■ **EXERCISE GOAL**:
Find the line in the entries below that contains "[Always create a". Repeat it exactly, and every line after it through the line that contains "- [ ] Documentation".
Start of Block
PR #7229, opened 2016-12-05
Allow Northstar to create users without providing a password.

DFurnes:
#### What's this PR do?
This pull request updates Drupal's "create user" endpoint to set the `created_by_openid_connect` boolean on a user profile if a password was not provided. This will cause logins for that user account to  always be routed to Northstar, and will allow us to sync any Northstar accounts to Phoenix regardless of whether we have the password on hand.

It also fixes a typo when saving refresh token to a user's Phoenix account.

👀

🍃

#### Relevant tickets
References DoSomething/northstar#406.

#### Checklist
- [ ] Tested on staging.

### DIFF
--- a/lib/modules/dosomething/dosomething_api/resources/member_resource.inc
+++ b/lib/modules/dosomething/dosomething_api/resources/member_resource.inc
@@ -207,6 +207,7 @@ function _member_resource_create($request) {
     'mobile' => !empty($request['mobile']) ? dosomething_user_clean_mobile_number($request['mobile']) : NULL,
     'user_registration_source' => !empty($request['user_registration_source']) ? $request['user_registration_source'] : NULL,
     'northstar_id' => $request['_id'],
+    'created_by_openid_connect' => empty($request['password']) ? 1 : 0, // If no password given, specify that this user *must* login via Northstar.
   ];
 
   dosomething_user_set_fields($edit, $fields);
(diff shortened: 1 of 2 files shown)


lib/modules/dosomething/dosomething_api/resources/member_resource.inc
```diff
@@ -207,6 +207,7 @@ function _member_resource_create($request) {
     'mobile' => !empty($request['mobile']) ? dosomething_user_clean_mobile_number($request['mobile']) : NULL,
     'user_registration_source' => !empty($request['user_registration_source']) ? $request['user_registration_source'] : NULL,
     'northstar_id' => $request['_id'],
+    'created_by_openid_connect' => empty($request['password']) ? 1 : 0, // If no password given, specify that this user *must* login via Northstar.
```
angaither, line 210: does this value `created_by_openid_connect` force a login via NS?

DFurnes: [Yes](https://github.com/DoSomething/phoenix/blob/463f43ec8e37009c57a1d41312f0d2d9954d2c39/lib/modules/dosomething/dosomething_user/dosomething_user.module#L1091-L1094)! That's what allows people to have registered via the OpenID Connect flow but still log in if they return to a different computer later and aren't opted-in.

angaither (approved):
lovely 🔏  🌟

DFurnes:
[Always create a Phoenix account when registering users via Northstar API endpoints.](https://trello.com/c/7zCUSYma/145-always-create-a-phoenix-account-when-registering-users-via-northstar-api-endpoints)

DFurnes:
[Unplanned Work: Fix issues caused by Celebs Gone Good users not having Drupal IDs.](https://trello.com/c/kIvMHGsr/202-unplanned-work-fix-issues-caused-by-celebs-gone-good-users-not-having-drupal-ids)

PR #7234, opened 2016-12-06
Changes check for $transaction_id

chloealee:
#### What's this PR do?
Checks to see if `$transaction_id` is `NULL` instead of `if (! $transaction_id)` check.

👀 

Right now, testing from the API works on local and staging but not on Thor. 

It seems like when reporting back from Thor via API, it seems to think it has a `$transaction_id` so just skips the code in lines 365-370 and just saves to Phoenix directly instead in line 373. 

This `is_null` check could be a more deliberate check to see if there is a `$transaction_id`?

#### Checklist
- [ ] Tested on staging.


chloealee:
Deployed to thor and tested and didn't fix the issue. Closing this PR.

PR #7233, opened 2016-12-06
Fix to api mess

chloealee:
#### What's this PR do?
- Fixes error and gets new reportbacks and new reportback items to send to Rogue from both Phoenix web and Phoenix API. 
  - Problem was if this was a new reportback, the reportback was being saved twice. 
- Cleans up values in `dosomething_reportback.forms.inc` so it's easier to read and removes typo. 

#### How should this be reviewed?
Test that the following work: 

1. Creating a new reportback from Phoenix web.
2. Creating a new reportback item from Phoenix web.
3. Hitting `/api/v1/campaigns/[nid]/reportback` with a new reportback.
4. Hitting `/api/v1/campaigns/[nid]/reportback` with a new reportback item. 

And all of the above items make it into the following tables: 
1. Check the Rogue reportback_items table for the reportback item.
2. Check the Phoenix dosomething_reportback_file table for the reportback item.
3. Check that Phoenix's dosoemthing_rogue_reportbacks table has the reportback item with all correct data.

Lastly, make sure the cron job works. 

#### Relevant tickets
Fixes #7232

#### Checklist
- [ ] Documentation added for new features/changed endpoints.
- [ ] Tested on staging.
- [ ] Pinged a PM if this is a larger PR that would benefit from some additional testing love
- [ ] Post a message in #phoenix if this includes something that causes a rebuild!

PR #7235, opened 2016-12-06
Fix around getting transaction id when sending RB from API -> Rogue 

chloealee:
#### What's this PR do?
- Changes the way we are grabbing the transaction id (`X-Request-Id`) from the header.
- Changes a check to `isset()` to get rid of log messages.

Same as testing from [this PR](https://github.com/DoSomething/phoenix/pull/7233).

- When testing on Thor, it thought that it had a transaction id so skipped lines 365-370 and went straight to 373 to save to Phoenix. 
- I saw this error in the logs and realized that it wasn't grabbing the header correctly: 
screen shot 2016-12-06 at 4 29 48 pm

#### Checklist
- [ ] Tested on staging.

### DIFF
--- a/lib/modules/dosomething/dosomething_api/resources/campaign_resource.inc
+++ b/lib/modules/dosomething/dosomething_api/resources/campaign_resource.inc
@@ -359,9 +359,9 @@ function _campaign_resource_reportback($nid, $values) {
     watchdog('dosomething_api', '_campaign_resource_reportback:' . json_encode($values));
   }
 
-  $transaction_id = $_SERVER['HTTP_X_REQUEST_ID'];
+  $headers = getallheaders();
 
-  if (is_null($transaction_id)) {
+  if (! isset($headers['X-Request-Id'])) {
     $rogue_reportback = dosomething_rogue_send_reportback_to_rogue($values, $user);
 
     // Make sure reportback made it back to Phoenix and store reference to the Rogue item if one was added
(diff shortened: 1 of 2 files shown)


lib/modules/dosomething/dosomething_api/resources/campaign_resource.inc
```diff
@@ -359,9 +359,9 @@ function _campaign_resource_reportback($nid, $values) {
     watchdog('dosomething_api', '_campaign_resource_reportback:' . json_encode($values));
   }
 
-  $transaction_id = $_SERVER['HTTP_X_REQUEST_ID'];
+  $headers = getallheaders();
 
-  if (! $transaction_id) {
+  if (! isset($headers['X-Request-Id'])) {
     $rogue_reportback = dosomething_rogue_send_reportback_to_rogue($values, $user);
```
chloealee, line 365: I know this looks weird but the [`getallheaders()`](http://php.net/manual/en/function.apache-request-headers.php) returns the headers that are all caps into only first letter capitalized and the rest lowercase e.g. `X-CSRF-Token` is returned as `X-Csrf-Token` and `X-Request-ID` is returned as `X-Request-Id`

sbsmith86: weird

sbsmith86:
👍

sbsmith86 (approved):

PR #7243, opened 2016-12-08
send Rogue remote addr from Phoenix web

### LINKED ISSUE #7241: let Rogue send Phoenix the right `remote_addr`
_BUG_
-------------------
#### Current Behavior
When a reportback item is posted to Phoenix from Rogue via the API, the `remote_addr` is from Rogue, not the user.

#### Desired Behavior
When a member reports back via Phoenix web, we want to grab their remote address and pass it along down the chain with everything else associated with the reportback.

#### Steps to Replicate
With Rogue on, reportback from Phoenix web and watch it overwrite the remote address.

#### Why This Matters
Data.

katiecrane:
#### What's this PR do?
Before sending a reportback to Rogue, grab the remote address and send that too. Then, allow requests coming into the Phoenix API to specify a remote address instead of grabbing the address when the reportback item is created. If none is specified, grab it like we were before. 

This allows reportbacks submitted via Phoenix web to get created with the address of where they were actually created, instead of the address of Rogue.

I tested by hardcoding the address that got sent to Rogue and making sure that that is the address that showed up in the Phoenix database as well. Also make sure everything still works when hitting the Phoenix API directly and _not_ providing a `remote_addr`.

This was maybe the most confused I've ever been by Drupal. 

#### Relevant tickets
Fixes #7241

#### Checklist
- [x] Tested on staging.

### DIFF
--- a/documentation/endpoints/campaigns.md
+++ b/documentation/endpoints/campaigns.md
@@ -322,6 +322,8 @@ Must be authenticated to post.
     Corresponding caption for the reportback image.
   - **source**: (string).
     Where the reportback file was submitted from.
+  - **remote_addr**: (string). optional
+    Remote address the reportback file was submitted from.
 
 Response: The reportback rbid if success, `FALSE` if not.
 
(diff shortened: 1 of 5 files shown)


sbsmith86 (approved):
Looks great!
End of Block
■ **RESPONSE AREA**:
[Always create a Phoenix account when registering users via Northstar API endpoints.](https://trello.com/c/7zCUSYma/145-always-create-a-phoenix-account-when-registering-users-via-northstar-api-endpoints)

DFurnes:
[Unplanned Work: Fix issues caused by Celebs Gone Good users not having Drupal IDs.](https://trello.com/c/kIvMHGsr/202-unplanned-work-fix-issues-caused-by-celebs-gone-good-users-not-having-drupal-ids)

PR #7234, opened 2016-12-06
Changes check for $transaction_id

chloealee:
#### What's this PR do?
Checks to see if `$transaction_id` is `NULL` instead of `if (! $transaction_id)` check.

👀 

Right now, testing from the API works on local and staging but not on Thor. 

It seems like when reporting back from Thor via API, it seems to think it has a `$transaction_id` so just skips the code in lines 365-370 and just saves to Phoenix directly instead in line 373. 

This `is_null` check could be a more deliberate check to see if there is a `$transaction_id`?

#### Checklist
- [ ] Tested on staging.


chloealee:
Deployed to thor and tested and didn't fix the issue. Closing this PR.

PR #7233, opened 2016-12-06
Fix to api mess

chloealee:
#### What's this PR do?
- Fixes error and gets new reportbacks and new reportback items to send to Rogue from both Phoenix web and Phoenix API. 
  - Problem was if this was a new reportback, the reportback was being saved twice. 
- Cleans up values in `dosomething_reportback.forms.inc` so it's easier to read and removes typo. 

#### How should this be reviewed?
Test that the following work: 

1. Creating a new reportback from Phoenix web.
2. Creating a new reportback item from Phoenix web.
3. Hitting `/api/v1/campaigns/[nid]/reportback` with a new reportback.
4. Hitting `/api/v1/campaigns/[nid]/reportback` with a new reportback item. 

And all of the above items make it into the following tables: 
1. Check the Rogue reportback_items table for the reportback item.
2. Check the Phoenix dosomething_reportback_file table for the reportback item.
3. Check that Phoenix's dosoemthing_rogue_reportbacks table has the reportback item with all correct data.

Lastly, make sure the cron job works. 

#### Relevant tickets
Fixes #7232

#### Checklist
- [ ] Documentation added for new features/changed endpoints.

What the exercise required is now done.